## To do
The expected answer holds every line from the first line of the data below through the line containing "be treated as", exactly as written, and no other line.

Saved entries:
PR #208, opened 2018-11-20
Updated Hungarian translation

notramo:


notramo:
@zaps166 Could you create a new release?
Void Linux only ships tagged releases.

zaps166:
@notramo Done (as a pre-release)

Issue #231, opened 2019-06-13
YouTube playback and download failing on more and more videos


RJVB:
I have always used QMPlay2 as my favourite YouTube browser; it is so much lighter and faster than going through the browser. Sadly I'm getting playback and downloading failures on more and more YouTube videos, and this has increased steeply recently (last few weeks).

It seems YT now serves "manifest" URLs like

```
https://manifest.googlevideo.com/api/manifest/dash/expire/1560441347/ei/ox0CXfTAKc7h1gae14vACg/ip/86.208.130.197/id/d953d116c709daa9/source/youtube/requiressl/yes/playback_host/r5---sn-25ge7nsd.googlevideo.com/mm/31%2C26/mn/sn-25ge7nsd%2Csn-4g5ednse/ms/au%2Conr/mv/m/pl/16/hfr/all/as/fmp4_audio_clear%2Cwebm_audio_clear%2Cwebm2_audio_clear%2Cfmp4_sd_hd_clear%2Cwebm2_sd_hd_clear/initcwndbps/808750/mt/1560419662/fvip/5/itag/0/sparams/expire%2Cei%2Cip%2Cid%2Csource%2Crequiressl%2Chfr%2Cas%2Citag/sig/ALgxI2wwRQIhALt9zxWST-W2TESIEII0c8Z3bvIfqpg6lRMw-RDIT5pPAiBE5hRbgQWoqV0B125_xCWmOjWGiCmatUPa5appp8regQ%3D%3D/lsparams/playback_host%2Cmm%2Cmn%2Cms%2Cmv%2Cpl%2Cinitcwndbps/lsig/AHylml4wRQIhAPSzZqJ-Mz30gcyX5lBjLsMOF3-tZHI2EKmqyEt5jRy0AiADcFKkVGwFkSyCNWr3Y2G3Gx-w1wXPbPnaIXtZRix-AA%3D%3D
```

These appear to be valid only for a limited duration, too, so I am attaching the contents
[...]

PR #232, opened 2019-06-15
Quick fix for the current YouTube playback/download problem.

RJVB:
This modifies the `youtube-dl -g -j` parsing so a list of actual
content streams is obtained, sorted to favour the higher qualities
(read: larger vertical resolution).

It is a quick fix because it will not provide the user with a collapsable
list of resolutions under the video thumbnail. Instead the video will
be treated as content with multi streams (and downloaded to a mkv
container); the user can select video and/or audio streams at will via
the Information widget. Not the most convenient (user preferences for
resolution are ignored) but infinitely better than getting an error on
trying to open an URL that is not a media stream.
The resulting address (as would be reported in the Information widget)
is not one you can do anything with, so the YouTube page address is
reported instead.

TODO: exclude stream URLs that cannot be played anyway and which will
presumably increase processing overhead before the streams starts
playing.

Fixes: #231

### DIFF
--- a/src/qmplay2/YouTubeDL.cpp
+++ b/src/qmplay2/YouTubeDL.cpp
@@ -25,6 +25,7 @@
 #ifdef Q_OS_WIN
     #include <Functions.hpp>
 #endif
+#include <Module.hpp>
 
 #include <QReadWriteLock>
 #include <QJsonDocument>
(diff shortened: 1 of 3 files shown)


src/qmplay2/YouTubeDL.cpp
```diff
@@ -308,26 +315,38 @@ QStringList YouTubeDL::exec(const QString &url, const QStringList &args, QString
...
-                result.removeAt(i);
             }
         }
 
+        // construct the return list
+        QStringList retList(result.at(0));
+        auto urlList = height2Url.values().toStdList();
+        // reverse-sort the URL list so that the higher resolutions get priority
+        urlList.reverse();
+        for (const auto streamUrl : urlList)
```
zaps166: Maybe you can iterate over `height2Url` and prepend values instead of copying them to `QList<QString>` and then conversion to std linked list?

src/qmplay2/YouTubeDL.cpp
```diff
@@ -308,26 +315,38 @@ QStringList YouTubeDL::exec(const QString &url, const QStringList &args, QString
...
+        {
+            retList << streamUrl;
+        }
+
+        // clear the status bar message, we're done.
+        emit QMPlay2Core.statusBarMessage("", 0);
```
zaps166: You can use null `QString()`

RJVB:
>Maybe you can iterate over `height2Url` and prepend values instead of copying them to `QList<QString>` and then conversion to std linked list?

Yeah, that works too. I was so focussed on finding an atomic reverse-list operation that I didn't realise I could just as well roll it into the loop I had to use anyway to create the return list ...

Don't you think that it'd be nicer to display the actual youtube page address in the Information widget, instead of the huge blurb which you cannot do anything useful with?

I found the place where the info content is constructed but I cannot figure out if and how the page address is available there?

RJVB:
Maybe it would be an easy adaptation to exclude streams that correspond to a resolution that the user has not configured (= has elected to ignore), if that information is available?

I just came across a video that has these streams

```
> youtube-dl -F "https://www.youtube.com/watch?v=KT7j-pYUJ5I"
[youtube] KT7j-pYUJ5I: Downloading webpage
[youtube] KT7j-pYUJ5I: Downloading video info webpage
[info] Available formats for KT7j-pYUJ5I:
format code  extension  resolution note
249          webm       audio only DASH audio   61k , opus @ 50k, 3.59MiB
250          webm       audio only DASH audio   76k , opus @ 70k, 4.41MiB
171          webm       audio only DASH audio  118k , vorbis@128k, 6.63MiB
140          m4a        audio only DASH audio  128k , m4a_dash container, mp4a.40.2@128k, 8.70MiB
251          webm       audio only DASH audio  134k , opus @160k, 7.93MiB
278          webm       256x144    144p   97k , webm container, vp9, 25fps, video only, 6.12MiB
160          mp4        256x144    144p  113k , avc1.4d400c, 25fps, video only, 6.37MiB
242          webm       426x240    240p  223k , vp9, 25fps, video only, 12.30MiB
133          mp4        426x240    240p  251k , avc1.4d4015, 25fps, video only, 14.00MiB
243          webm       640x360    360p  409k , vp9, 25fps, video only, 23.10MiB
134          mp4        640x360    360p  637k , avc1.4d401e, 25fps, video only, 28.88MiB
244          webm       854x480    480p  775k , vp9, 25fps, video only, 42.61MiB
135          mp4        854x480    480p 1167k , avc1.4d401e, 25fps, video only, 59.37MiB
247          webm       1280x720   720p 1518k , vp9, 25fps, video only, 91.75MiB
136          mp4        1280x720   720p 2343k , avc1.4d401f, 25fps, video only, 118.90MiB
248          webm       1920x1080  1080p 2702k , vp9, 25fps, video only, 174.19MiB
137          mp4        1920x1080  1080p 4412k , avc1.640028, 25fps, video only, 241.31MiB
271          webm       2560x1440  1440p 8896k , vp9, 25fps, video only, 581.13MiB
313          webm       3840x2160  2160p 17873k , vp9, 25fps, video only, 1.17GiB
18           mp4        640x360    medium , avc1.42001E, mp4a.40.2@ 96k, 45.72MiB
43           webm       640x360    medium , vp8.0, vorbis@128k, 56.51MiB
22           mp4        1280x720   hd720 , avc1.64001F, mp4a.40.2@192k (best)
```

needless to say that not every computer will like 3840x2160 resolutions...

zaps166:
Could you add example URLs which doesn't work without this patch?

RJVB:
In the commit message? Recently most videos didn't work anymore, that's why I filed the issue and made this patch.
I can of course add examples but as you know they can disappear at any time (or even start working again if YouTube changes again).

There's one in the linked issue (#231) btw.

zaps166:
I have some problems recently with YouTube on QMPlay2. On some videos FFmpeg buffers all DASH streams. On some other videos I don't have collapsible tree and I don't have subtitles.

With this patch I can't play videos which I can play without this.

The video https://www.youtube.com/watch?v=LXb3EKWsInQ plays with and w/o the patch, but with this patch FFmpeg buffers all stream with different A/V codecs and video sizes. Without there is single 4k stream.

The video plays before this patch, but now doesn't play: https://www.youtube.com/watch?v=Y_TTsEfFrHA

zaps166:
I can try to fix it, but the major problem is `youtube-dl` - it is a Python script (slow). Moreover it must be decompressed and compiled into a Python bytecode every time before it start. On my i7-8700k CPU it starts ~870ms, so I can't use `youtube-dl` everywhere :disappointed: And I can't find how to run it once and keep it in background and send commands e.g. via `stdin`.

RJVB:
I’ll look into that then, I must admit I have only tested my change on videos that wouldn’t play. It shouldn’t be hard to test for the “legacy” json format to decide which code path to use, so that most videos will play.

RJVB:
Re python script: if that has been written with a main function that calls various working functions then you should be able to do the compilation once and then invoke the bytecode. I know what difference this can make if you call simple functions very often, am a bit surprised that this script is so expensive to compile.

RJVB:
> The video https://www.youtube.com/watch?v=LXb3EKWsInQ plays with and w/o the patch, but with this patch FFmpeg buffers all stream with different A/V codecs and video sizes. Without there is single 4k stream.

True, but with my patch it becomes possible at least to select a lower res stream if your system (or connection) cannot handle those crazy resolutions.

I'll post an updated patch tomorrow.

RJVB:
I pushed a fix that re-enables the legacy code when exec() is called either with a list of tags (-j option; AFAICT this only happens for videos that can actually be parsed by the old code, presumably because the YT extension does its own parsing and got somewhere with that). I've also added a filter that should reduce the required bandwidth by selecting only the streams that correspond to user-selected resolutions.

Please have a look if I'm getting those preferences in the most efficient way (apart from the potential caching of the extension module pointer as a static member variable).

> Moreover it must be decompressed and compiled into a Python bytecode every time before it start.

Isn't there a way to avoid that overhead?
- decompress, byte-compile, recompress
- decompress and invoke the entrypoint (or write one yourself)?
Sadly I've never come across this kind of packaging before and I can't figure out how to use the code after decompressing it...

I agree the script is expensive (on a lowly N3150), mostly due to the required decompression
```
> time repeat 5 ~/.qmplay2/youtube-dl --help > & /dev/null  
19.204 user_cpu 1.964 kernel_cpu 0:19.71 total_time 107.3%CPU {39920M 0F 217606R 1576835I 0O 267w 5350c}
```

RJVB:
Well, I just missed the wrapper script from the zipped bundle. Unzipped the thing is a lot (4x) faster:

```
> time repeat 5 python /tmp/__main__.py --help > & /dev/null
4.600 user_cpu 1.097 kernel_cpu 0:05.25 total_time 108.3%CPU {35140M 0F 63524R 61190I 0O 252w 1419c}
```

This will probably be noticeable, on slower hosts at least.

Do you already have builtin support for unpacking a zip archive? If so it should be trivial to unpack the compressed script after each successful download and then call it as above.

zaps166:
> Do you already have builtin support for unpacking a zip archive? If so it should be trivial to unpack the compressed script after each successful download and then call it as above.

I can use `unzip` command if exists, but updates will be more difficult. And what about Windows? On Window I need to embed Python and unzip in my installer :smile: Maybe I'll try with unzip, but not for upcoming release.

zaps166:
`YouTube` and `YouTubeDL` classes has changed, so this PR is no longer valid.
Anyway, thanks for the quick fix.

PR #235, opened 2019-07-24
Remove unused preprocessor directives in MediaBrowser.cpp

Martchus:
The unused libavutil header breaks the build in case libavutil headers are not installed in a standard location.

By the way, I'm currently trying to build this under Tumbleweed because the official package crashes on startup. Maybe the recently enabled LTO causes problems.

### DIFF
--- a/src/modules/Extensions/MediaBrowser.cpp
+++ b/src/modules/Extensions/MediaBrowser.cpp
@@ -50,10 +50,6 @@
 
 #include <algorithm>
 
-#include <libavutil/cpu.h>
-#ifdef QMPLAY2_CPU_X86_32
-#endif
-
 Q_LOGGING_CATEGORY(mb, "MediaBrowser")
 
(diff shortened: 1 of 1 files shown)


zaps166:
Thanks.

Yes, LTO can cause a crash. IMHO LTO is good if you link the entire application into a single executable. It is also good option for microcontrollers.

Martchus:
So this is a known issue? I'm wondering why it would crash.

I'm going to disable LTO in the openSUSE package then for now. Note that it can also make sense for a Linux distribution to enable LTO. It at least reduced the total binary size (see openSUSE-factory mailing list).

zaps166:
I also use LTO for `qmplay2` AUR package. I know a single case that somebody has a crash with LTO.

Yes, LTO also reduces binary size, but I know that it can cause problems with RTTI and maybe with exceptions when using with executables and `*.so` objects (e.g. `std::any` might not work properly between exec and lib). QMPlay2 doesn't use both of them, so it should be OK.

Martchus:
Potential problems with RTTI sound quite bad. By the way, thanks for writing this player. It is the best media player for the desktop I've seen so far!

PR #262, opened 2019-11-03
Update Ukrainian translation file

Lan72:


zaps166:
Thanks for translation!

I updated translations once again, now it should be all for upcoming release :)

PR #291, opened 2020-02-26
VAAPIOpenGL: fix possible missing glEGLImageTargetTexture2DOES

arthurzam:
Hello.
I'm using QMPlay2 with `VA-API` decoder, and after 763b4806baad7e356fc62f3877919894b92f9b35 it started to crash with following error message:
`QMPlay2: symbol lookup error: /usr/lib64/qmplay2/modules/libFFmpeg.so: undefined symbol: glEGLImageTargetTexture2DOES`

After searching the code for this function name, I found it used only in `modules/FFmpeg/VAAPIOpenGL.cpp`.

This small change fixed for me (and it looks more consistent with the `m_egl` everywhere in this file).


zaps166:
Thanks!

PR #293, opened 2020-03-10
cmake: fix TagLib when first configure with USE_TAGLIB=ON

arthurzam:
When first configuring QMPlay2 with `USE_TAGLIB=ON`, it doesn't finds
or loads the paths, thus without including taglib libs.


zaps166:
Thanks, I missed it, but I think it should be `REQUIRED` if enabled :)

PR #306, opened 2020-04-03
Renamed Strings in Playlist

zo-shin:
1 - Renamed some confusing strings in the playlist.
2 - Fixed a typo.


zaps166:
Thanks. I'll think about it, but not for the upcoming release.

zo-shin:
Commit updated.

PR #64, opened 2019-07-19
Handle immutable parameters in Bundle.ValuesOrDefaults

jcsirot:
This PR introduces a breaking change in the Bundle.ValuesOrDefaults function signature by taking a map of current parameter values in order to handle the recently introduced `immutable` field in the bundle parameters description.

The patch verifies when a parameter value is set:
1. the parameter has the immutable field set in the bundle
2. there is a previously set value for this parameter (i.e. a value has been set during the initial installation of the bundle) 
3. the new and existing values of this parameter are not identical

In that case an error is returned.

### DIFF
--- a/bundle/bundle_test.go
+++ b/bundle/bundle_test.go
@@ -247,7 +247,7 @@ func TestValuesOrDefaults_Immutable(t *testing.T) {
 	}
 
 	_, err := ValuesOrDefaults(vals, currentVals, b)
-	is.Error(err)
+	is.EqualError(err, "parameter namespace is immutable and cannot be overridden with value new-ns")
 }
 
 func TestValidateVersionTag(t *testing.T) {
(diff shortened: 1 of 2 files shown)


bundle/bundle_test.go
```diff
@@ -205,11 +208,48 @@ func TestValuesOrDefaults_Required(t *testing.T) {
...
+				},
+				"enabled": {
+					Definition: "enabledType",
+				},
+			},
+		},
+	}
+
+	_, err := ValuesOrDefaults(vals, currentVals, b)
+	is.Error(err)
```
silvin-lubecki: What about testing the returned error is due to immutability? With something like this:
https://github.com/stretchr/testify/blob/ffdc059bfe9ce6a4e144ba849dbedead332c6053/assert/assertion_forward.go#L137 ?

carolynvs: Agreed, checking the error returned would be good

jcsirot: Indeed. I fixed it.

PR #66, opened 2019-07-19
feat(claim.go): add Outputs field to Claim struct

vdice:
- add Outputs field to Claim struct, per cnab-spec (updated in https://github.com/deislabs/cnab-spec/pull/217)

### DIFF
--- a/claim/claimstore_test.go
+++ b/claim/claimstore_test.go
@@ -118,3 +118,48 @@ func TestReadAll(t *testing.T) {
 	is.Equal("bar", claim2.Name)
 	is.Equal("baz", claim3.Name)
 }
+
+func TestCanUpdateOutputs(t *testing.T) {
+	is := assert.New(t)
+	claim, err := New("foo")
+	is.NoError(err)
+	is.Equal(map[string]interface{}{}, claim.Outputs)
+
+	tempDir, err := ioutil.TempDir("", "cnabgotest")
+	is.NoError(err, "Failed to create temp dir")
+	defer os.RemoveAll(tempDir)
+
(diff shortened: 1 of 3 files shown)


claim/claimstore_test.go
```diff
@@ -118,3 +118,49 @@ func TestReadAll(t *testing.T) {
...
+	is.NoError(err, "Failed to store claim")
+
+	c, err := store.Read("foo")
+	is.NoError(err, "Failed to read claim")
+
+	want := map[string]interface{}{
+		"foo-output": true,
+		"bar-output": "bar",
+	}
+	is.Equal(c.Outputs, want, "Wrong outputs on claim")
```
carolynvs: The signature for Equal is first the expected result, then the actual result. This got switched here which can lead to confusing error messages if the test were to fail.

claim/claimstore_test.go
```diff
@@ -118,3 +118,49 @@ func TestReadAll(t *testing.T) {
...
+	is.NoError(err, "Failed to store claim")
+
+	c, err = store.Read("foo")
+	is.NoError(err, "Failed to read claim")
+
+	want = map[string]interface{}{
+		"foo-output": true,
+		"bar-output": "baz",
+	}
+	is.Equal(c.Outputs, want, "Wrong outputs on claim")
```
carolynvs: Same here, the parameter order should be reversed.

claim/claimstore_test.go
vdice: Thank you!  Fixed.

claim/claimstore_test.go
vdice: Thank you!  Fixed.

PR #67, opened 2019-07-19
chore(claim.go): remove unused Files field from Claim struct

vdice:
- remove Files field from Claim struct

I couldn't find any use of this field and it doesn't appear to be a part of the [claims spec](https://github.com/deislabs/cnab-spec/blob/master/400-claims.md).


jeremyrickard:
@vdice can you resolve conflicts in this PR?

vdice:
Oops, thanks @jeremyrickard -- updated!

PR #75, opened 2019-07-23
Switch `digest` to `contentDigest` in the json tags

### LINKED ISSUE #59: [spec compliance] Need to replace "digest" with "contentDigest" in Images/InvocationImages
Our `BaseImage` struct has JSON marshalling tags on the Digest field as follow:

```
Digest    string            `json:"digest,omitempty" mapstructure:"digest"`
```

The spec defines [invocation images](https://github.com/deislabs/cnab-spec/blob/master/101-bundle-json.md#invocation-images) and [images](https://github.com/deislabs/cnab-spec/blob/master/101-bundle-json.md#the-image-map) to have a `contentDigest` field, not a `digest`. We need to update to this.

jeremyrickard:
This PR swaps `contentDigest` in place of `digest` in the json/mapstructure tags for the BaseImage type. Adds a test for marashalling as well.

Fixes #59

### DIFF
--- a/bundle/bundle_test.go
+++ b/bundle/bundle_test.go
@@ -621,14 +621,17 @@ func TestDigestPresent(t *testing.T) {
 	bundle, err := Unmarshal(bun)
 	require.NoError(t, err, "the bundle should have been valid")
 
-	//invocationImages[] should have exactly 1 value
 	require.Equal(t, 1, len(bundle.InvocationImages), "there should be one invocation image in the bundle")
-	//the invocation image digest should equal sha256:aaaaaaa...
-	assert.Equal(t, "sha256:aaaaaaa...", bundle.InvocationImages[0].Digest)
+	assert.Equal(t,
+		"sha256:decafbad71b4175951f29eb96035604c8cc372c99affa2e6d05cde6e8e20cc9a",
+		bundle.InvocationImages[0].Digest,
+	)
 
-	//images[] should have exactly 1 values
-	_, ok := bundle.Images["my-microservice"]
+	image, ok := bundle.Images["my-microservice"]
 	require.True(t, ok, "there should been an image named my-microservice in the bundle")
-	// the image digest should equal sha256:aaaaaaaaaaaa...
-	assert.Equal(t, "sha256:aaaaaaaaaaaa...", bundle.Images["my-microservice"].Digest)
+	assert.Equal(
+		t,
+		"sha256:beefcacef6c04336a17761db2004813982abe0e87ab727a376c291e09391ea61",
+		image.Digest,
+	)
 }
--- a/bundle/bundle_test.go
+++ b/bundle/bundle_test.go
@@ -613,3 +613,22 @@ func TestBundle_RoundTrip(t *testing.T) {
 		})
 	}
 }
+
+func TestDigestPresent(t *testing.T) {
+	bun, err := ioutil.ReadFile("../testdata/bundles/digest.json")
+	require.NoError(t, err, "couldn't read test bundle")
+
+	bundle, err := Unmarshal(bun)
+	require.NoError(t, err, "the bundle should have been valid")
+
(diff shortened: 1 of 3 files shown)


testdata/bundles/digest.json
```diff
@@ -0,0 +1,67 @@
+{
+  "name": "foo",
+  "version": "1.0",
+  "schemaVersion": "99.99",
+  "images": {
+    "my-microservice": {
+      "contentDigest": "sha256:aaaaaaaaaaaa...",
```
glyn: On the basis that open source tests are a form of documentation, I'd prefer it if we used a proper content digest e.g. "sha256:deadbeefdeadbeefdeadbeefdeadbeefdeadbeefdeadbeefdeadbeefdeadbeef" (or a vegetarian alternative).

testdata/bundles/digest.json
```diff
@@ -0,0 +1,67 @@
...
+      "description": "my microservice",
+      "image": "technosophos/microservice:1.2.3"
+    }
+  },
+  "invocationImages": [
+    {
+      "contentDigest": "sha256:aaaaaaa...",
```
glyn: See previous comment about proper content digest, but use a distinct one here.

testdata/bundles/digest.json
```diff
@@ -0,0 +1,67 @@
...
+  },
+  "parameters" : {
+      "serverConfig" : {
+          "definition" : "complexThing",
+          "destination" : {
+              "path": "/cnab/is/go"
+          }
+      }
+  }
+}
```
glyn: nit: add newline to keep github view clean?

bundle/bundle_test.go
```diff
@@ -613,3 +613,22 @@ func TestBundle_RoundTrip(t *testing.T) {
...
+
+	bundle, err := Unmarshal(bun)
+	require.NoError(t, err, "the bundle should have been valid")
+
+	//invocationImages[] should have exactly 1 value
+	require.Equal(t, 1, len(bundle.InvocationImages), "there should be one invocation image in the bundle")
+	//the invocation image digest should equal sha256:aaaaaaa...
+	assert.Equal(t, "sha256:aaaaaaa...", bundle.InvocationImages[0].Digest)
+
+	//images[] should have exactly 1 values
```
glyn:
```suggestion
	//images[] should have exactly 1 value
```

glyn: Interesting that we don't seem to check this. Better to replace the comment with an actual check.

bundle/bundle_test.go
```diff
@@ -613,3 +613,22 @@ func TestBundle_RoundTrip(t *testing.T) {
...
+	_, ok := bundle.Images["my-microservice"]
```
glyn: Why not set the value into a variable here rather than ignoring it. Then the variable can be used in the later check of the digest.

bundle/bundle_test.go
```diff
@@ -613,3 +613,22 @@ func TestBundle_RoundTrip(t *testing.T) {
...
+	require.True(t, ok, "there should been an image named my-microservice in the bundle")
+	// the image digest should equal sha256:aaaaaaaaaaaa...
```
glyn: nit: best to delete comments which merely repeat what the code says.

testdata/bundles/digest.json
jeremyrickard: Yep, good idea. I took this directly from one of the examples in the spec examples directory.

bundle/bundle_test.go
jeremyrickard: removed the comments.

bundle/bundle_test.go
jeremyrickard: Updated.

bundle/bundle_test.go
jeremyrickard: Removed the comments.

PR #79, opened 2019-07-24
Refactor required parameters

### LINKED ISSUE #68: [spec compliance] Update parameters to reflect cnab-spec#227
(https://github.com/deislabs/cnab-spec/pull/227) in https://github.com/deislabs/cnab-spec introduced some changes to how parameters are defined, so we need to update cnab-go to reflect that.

## Answer
PR #208, opened 2018-11-20
Updated Hungarian translation

notramo:


notramo:
@zaps166 Could you create a new release?
Void Linux only ships tagged releases.

zaps166:
@notramo Done (as a pre-release)

Issue #231, opened 2019-06-13
YouTube playback and download failing on more and more videos


RJVB:
I have always used QMPlay2 as my favourite YouTube browser; it is so much lighter and faster than going through the browser. Sadly I'm getting playback and downloading failures on more and more YouTube videos, and this has increased steeply recently (last few weeks).

It seems YT now serves "manifest" URLs like

```
https://manifest.googlevideo.com/api/manifest/dash/expire/1560441347/ei/ox0CXfTAKc7h1gae14vACg/ip/86.208.130.197/id/d953d116c709daa9/source/youtube/requiressl/yes/playback_host/r5---sn-25ge7nsd.googlevideo.com/mm/31%2C26/mn/sn-25ge7nsd%2Csn-4g5ednse/ms/au%2Conr/mv/m/pl/16/hfr/all/as/fmp4_audio_clear%2Cwebm_audio_clear%2Cwebm2_audio_clear%2Cfmp4_sd_hd_clear%2Cwebm2_sd_hd_clear/initcwndbps/808750/mt/1560419662/fvip/5/itag/0/sparams/expire%2Cei%2Cip%2Cid%2Csource%2Crequiressl%2Chfr%2Cas%2Citag/sig/ALgxI2wwRQIhALt9zxWST-W2TESIEII0c8Z3bvIfqpg6lRMw-RDIT5pPAiBE5hRbgQWoqV0B125_xCWmOjWGiCmatUPa5appp8regQ%3D%3D/lsparams/playback_host%2Cmm%2Cmn%2Cms%2Cmv%2Cpl%2Cinitcwndbps/lsig/AHylml4wRQIhAPSzZqJ-Mz30gcyX5lBjLsMOF3-tZHI2EKmqyEt5jRy0AiADcFKkVGwFkSyCNWr3Y2G3Gx-w1wXPbPnaIXtZRix-AA%3D%3D
```

These appear to be valid only for a limited duration, too, so I am attaching the contents
[...]

PR #232, opened 2019-06-15
Quick fix for the current YouTube playback/download problem.

RJVB:
This modifies the `youtube-dl -g -j` parsing so a list of actual
content streams is obtained, sorted to favour the higher qualities
(read: larger vertical resolution).

It is a quick fix because it will not provide the user with a collapsable
list of resolutions under the video thumbnail. Instead the video will
be treated as content with multi streams (and downloaded to a mkv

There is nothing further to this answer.